EXERCISE BRIEF: List each line of the data in which the string "looks" appears.

=== Section Start ===

PR #2104, opened 2023-10-13
Implement only-if-cached cache control using XrdPfcFsctl

alja:
This is a new implementation of  #1954 using XrdPfcFsctl object in XrdPssFile::Open()

Note: 
A stderr code ETIME is returned when cache does not exist. The ETIMEDOUT code would be interpreted as delay error in XrdOfs::Emsg().

### DIFF
--- a/src/XrdPfc/XrdPfc.cc
+++ b/src/XrdPfc/XrdPfc.cc
@@ -968,13 +968,26 @@ int Cache::ConsiderCached(const char *curl)
                {
                   is_cached = true;
                }
+               else if (info.GetFileSize() == 0)
+               {
+                  is_cached = true;
+               }
                else
                {
                   long long fileSize = info.GetFileSize();
                   long long bytesRead = info.GetNDownloadedBytes();
-                  if (bytesRead > m_configuration.m_onlyIfCachedMinSize &&
-                      (float)bytesRead/fileSize > m_configuration.m_onlyIfCachedMinFrac)
+
+                  if (fileSize < m_configuration.m_onlyIfCachedMinSize)
+                  {
+                     if ((float)bytesRead / fileSize > m_configuration.m_onlyIfCachedMinFrac)
                         is_cached = true;
+                  }
+                  else
+                  {
+                     if (bytesRead > m_configuration.m_onlyIfCachedMinSize &&
+                         (float)bytesRead / fileSize > m_configuration.m_onlyIfCachedMinFrac)
+                        is_cached = true;
+                  }
                }
             }
             infoFile->Close();
--- a/src/XrdPfc/XrdPfc.cc
+++ b/src/XrdPfc/XrdPfc.cc
@@ -896,6 +896,104 @@ int Cache::LocalFilePath(const char *curl, char *buff, int blen,
    return -ENOENT;
 }
 
+//______________________________________________________________________________
+// Check if the file is cached including m_onlyIfCachedMinSize and m_onlyIfCachedMinFrac
+// pfc configuration parameters. The logic of accessing the Info file is the same
+// as in Cache::LocalFilePath.
+//! @return 0      - the file is complete and the local path to the file is in
+//!                  the buffer, if it has been supllied.
+//!
+//! @return <0     - the request could not be fulfilled. The return value is
+//!                  -errno describing why. If a buffer was supplied and a
+//!                  path could be generated it is returned only if "why" is
+//!                  ForCheck or ForInfo. Otherwise, a null path is returned.
+//!
+//! @return >0     - Reserved for future use.
+//------------------------------------------------------------------------------
+int Cache::ConsiderCached(const char *curl)
+{
+   TRACE(Debug, "ConsiderFileCached '" << curl << "'" );
+
+   XrdCl::URL url(curl);
+   std::string f_name = url.GetPath();
+   std::string i_name = f_name + Info::s_infoExtension;
+
+   {
+      XrdSysCondVarHelper lock(&m_active_cond);
+      m_purge_delay_set.insert(f_name);
+   }
+
+   struct stat sbuff, sbuff2;
+   if (m_oss->Stat(f_name.c_str(), &sbuff) == XrdOssOK &&
+       m_oss->Stat(i_name.c_str(), &sbuff2) == XrdOssOK)
+   {
+      if (S_ISDIR(sbuff.st_mode))
+      {
+         TRACE(Info, "ConsiderCached '" << curl << ", why=ForInfo" << " -> EISDIR");
+         return -EISDIR;
+      }
+      else
+      {
+         bool read_ok = false;
+         bool is_cached = false;
+
+         // Lock and check if the file is active. If NOT, keep the lock
+         // and add dummy access after successful reading of info file.
+         // If it IS active, just release the lock, this ongoing access will
+         // assure the file continues to exist.
+
+         // XXXX How can I just loop over the cinfo file when active?
+         // Can I not get is_complete from the existing file?
+         // Do I still want to inject access record?
+         // Oh, it writes only if not active .... still let's try to use existing File.
+
+         m_active_cond.Lock();
+
+         bool is_active = m_active.find(f_name) != m_active.end();
+
+         if (is_active)
+            m_active_cond.UnLock();
+
+         XrdOssDF *infoFile = m_oss->newFile(m_configuration.m_username.c_str());
+         XrdOucEnv myEnv;
+         int res = infoFile->Open(i_name.c_str(), O_RDWR, 0600, myEnv);
+         if (res >= 0)
+         {
+            Info info(m_trace, 0);
+            if (info.Read(infoFile, i_name.c_str()))
+            {
+               read_ok = true;
+
+               if (info.IsComplete())
+               {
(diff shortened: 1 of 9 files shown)


alja:
## Test http header with curl

Trying to access file with the only-if-cached directive where file does not exist in the cache. The 504 Gateway Timeout error is in the response
```
alja@green ~> rm xrootd/cached-data/alja/xrootd/data/A_FILE*
alja@green ~> curl -D respTxt -H "Cache-Control: only-if-cached"  http://localhost:7777/alja/xrootd/data/A_FILE
Unable to open /alja/xrootd/data/A_FILE; timer expired
alja@green ~> cat respTxt
HTTP/1.1 504 Gateway Timeout
Connection: Close
Server: XrootD/v5.6.2-12-gf39cf279b
Content-Length: 55
```

Cache file removing any cache control directive and then access it with the only-if-cached condition:
```
alja@green ~> curl -D respTxt -O http://localhost:7777/alja/xrootd/data/A_FILE
  % Total    % Received % Xferd  Average Speed   Time    Time     Time  Current
                                 Dload  Upload   Total   Spent    Left  Speed
100  8211  100  8211    0     0   5173      0  0:00:01  0:00:01 --:--:--  5173
alja@green ~>  curl -O -D respTxt -H "Cache-Control: only-if-cached"  http://localhost:7777/alja/xrootd/data/A_FILE
  % Total    % Received % Xferd  Average Speed   Time    Time     Time  Current
                                 Dload  Upload   Total   Spent    Left  Speed
100  8211  100  8211    0     0   6022      0  0:00:01  0:00:01 --:--:--  6019
```

alja:
## Test  only-if-cached mode with xrdcp adding CGI options
Get an ETIME error if file is not cached with only-if-cached option
```
alja@green ~> xrdcp -f root://localhost:7777//alja/xrootd/data/nano.root?cache-control=only-if-cached /tmp
Run: [ERROR] Server responded with an error: [3035] Unable to open /alja/xrootd/data/nano.root; timer expired (source)
```
Cache file and then check file is copied using the only-if-cached directive
```
alja@green ~> xrdcp -f root://localhost:7777//alja/xrootd/data/nano.root /tmp
[39.72MB/39.72MB][100%][==================================================][39.72MB/s]
alja@green ~> xrdcp -f root://localhost:7777//alja/xrootd/data/nano.root?cache-control=only-if-cached /tmp
[39.72MB/39.72MB][100%][==================================================][39.72MB/s]

```

alja:
@abh
The only message that is printed in log is on the error with the info severity level
https://github.com/alja/xrootd/blob/only-if-cached-master/src/XrdPfc/XrdPfcFSctl.cc#L148

Let me know if this should be more verbose.

abh3:
Hi Alja,

I don't think we need more info. The cache control is an option and is 
expected to occasionally return an error as the correct response.

Andy

abh3:
Could you also post wwhat happens when you use curl?

alja:
@abh
If cache does not exist, the curl command prints the timer expired error:

```
# curl -D respTxt -H "Cache-Control: only-if-cached"  http://localhost:7777/alja/xrootd/data/A_FILE
Unable to open /alja/xrootd/data/A_FILE; timer expired 
```
With curl option -D the server response lines are written in respTxt text file. The content in the case on non existing cache is:
```
# cat respTxt
HTTP/1.1 504 Gateway Timeout
Connection: Close
Server: XrootD/v5.6.2-12-gf39cf279b
Content-Length: 55

```

src/XrdPfc/XrdPfcFSctl.cc
```diff
@@ -131,6 +132,23 @@ int XrdPfcFSctl::FSctl(const int               cmd,
    rc = SFS_ERROR;
   }
 
+  if (!strcmp(xeq, "cached"))
+  {
+     const char* path = args.ArgP[0];
+     int rval = myCache.LocalFilePath(path, nullptr, 0, XrdOucCache::LFP_Reason::ForInfo);
```
abh3, line 138: So, if I understand this correctly, if at least one block of the file is cached we will get a zero return code and say it's OK.  Is that correct or am I missing something here?

I say that because a previous comment said only if the file is "fully cached". That's the opposite extreme and I do wonder about tat choice as well.

abh3 (commented):
I must say this became a much more concise patch that any of us expected. Out of curiosity, what happened to the original "XrdOuc/XrdOucCacheDirective.hh"? Is it no longer relevant or just not in this case.

BTW I'll merge this once I get a couple of answers, mostly on what "if-cached" really means here.

amadio:
I'd just like to note that, as this is a new feature, it should go into the devel branch instead of master. Once it's ready for merge, I will change the base, rebase, then merge.

abh3:
Absolutely correct. Thank you for pointing that out.

src/XrdPfc/XrdPfcFSctl.cc
alja: At first @bbockelm  was thinking that a file is considered cached if any part of the file is cached. Last week at the Pelican meeting the decision was that the file must be fully cached.

I can’t tell which of the two options would work best.
Perhaps this can be a configuration option.

alja:
@amadio Thanks  Guilherme! I will keep that in mind for the future PRs.

src/XrdPfc/XrdPfcFSctl.cc
abh3: Indeed, this is going to go back and forth until someone figures out what really works in practice. Yes, a configuration option would be best here. I'd go with something like pfc.ifcache <num>% where <num> is a positive integer represent9ing that you return true should the file be at least that percentage in the cache. The question is how to actually get that information to make that decision.

alja:
@abh3 @bbockelm @osschar 

I have added new configuration options to tune the decision if the file is being cached.
There pfc.onlyifcached option has two named parameters: minsize and minfrac. The min size can be given in numeric or human readable form (using a2sz utility)

Here is the example:
```pfc.onlyifcached minsize 500m minfrac 0.5```

The default minsize is 1024*1024 bytes. The default minfrac is 1.0. 

There is one more detail:
For now the minsize **and** minfrac has to be both true if file is considered cached.  In case the file is complete the minsize and minfrac values are not checked.

Please review and comment on the changes.

File: src/XrdPfc/XrdPfc.cc [hunk 2]
```diff
@@ -896,6 +896,104 @@ int Cache::LocalFilePath(const char *curl, char *buff, int blen,
...
+               {
+                  is_cached = true;
+               }
+               else
+               {
+                  long long fileSize = info.GetFileSize();
+                  long long bytesRead = info.GetNDownloadedBytes();
+                  if (bytesRead > m_configuration.m_onlyIfCachedMinSize &&
+                      (float)bytesRead/fileSize > m_configuration.m_onlyIfCachedMinFrac)
+                        is_cached = true;
```
amadio, line 977: What happens to small files? It seems to me that files smaller than the minimum required cached size will always be considered uncached with the condition above and the default of `1024*1024` bytes for minimum size.

amadio: Also, this will cause division by zero with files of zero size, no?

alja: > What happens to small files? It seems to me that files smaller than the minimum required cached size will always be considered uncached with the condition above and the default of `1024*1024` bytes for minimum size.

I did not think about this case. 
So for the files smaller that pfc.onlyifcached minSize, we check only the fraction of file downloaded?
Note, there will be cases also for large files where the only-if-cached directive will let the cache pass by. As I understand, other clients which don't have the onlyifcached condition will take care that cache is being filled.

alja: > Also, this will cause division by zero with files of zero size, no?

Thank you for pointing this out!
I will add that check.

I wonder if there is a cache Info file for empty files.

alja: @amadio Please check.

amadio: It looks good now, thank you!

amadio:
@alja, @abh3 From my point of view, this looks ready for merging. Please let me know if I should wait, otherwise, I will merge this tomorrow. Cheers,

abh3:
@amadio I think it's OK to merge this. We still need to get documentation 
for the new config directive.

amadio:
@abh3 Ok, I will give it a go with the new CI and merge once it completes then.

alja:
Where are the sources for the Pss html documentation? E.g https://xrootd.slac.stanford.edu/doc/dev56/pss_config.htm
I could not see it in this repository.

abh3:
The sources are not in the repo as the documentation is binary (i.e. MS 
Word). So, simply type up some text showing the syntax of the directive 
along with an explanation for each specifiable value and notes on any side 
effects with certain combinations or situations. Use a roughly similar 
format as whown in the current documenatation for the pfc. Send it to me 
or post it. I can then put it into MS word.

alja:
@abh3 
I have documented the 'onlyifcached' option in my copy of html documentation:
http://xrd-cache-1.t2.ucsd.edu/alja/xrd-dev/XRootD%20Proxy%20Configuration.html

=== Section End ===

EXPECTED OUTPUT:
amadio: It looks good now, thank you!
@alja, @abh3 From my point of view, this looks ready for merging. Please let me know if I should wait, otherwise, I will merge this tomorrow. Cheers,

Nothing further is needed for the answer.